SOURCE DATA –

PR #8161, opened 2024-09-09
Improve CSV annotations

bdewater:
### Motivation
Ran into some type ergonomics issues when parsing CSVs and decided to fix them. See https://github.com/ruby/csv/blob/master/lib/csv.rb for source.

### Test plan
See included automated tests.


ilyailya:

→ https://go/builds/bui_QpFlvI4BoFaMmy
→ https://go/builds/bui_QpFlQirWUlqhwH
→ https://go/builds/bui_QpFlnkN1QZjHU3

froydnj:

→ https://go/builds/bui_QpGFPy4SvWYdce
→ https://go/builds/bui_QpGFBOgnQlwIWB
→ https://go/builds/bui_QpGF6Z8DO4Qgez

rbi/stdlib/csv.rbi
```diff
@@ -898,6 +930,7 @@ class CSV < Object
   # Also aliased as:
   # [`gets`](https://docs.ruby-lang.org/en/2.7.0/CSV.html#method-i-gets),
   # [`readline`](https://docs.ruby-lang.org/en/2.7.0/CSV.html#method-i-readline)
+  sig { returns(T.nilable(T.any(T::Array[T.untyped], CSV::Row))) }
```
froydnj, line 933: We have a fair amount of code at Stripe that assumes the return type from this (and other methods that have similar `T.any(T::Array, CSV::Row)` return types) is a `CSV::Row` and then calls `row["field_name"]`, which now errors with:

```
file.rb:366: Expected T.any(Integer, Float) but found String("query") for argument arg0 http://go/e/7002
     366 |          sql: row["query"],
                             ^^^^^^^
  Expected T.any(Integer, Float) for argument arg0 of method Array#[]:
    https://github.com/sorbet/sorbet/tree/5d0898eb914e813772aceaf0fdc9cb71d2907584/rbi/core/array.rbi#L560:
     560 |        arg0: T.any(Integer, Float),
                  ^^^^
  Got String("query") originating from:
    file.rb:366:
     366 |          sql: row["query"],
                             ^^^^^^^
```

Arguably a lot of these cases should use `T.cast`...but I don't know if that makes this change any more ergonomic or not.

froydnj (changes requested):
Marking as request changes just because we can't merge this as-is due to Stripe's codebase.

AIM OF THE TASK –
Where a line in the data contains the string "argument", add it to your count, and give only the final number.

RESPONSE BOX –
2